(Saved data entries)
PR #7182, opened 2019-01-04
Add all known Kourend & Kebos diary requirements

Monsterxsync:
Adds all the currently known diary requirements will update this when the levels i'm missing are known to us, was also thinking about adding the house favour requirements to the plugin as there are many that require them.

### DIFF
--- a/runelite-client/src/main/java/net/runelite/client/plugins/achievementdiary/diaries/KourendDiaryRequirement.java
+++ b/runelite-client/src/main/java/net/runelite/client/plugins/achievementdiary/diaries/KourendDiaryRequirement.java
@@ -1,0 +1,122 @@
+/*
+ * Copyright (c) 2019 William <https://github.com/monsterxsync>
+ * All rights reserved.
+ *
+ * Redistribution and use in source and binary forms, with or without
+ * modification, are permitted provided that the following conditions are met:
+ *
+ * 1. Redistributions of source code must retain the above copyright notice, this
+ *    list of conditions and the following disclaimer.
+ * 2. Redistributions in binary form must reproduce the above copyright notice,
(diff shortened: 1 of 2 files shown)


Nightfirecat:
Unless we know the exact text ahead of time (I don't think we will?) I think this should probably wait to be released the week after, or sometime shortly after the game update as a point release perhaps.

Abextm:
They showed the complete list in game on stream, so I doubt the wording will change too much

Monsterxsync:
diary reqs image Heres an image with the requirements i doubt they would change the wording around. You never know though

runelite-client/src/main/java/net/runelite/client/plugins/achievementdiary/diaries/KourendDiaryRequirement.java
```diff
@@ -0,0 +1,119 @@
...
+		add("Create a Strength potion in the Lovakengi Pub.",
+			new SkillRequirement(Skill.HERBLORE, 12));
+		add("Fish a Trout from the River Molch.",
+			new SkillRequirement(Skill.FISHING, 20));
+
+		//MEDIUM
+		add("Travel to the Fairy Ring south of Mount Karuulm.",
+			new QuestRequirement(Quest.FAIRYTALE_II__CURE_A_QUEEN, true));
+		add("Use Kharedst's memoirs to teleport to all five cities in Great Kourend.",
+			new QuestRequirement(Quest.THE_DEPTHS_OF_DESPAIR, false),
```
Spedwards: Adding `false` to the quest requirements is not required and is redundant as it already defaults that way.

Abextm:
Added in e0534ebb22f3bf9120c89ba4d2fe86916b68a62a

# Work item
Copy out each line of the data that holds the string "must".

# Output for this exercise
+ * 1. Redistributions of source code must retain the above copyright notice, this
+ * 2. Redistributions in binary form must reproduce the above copyright notice,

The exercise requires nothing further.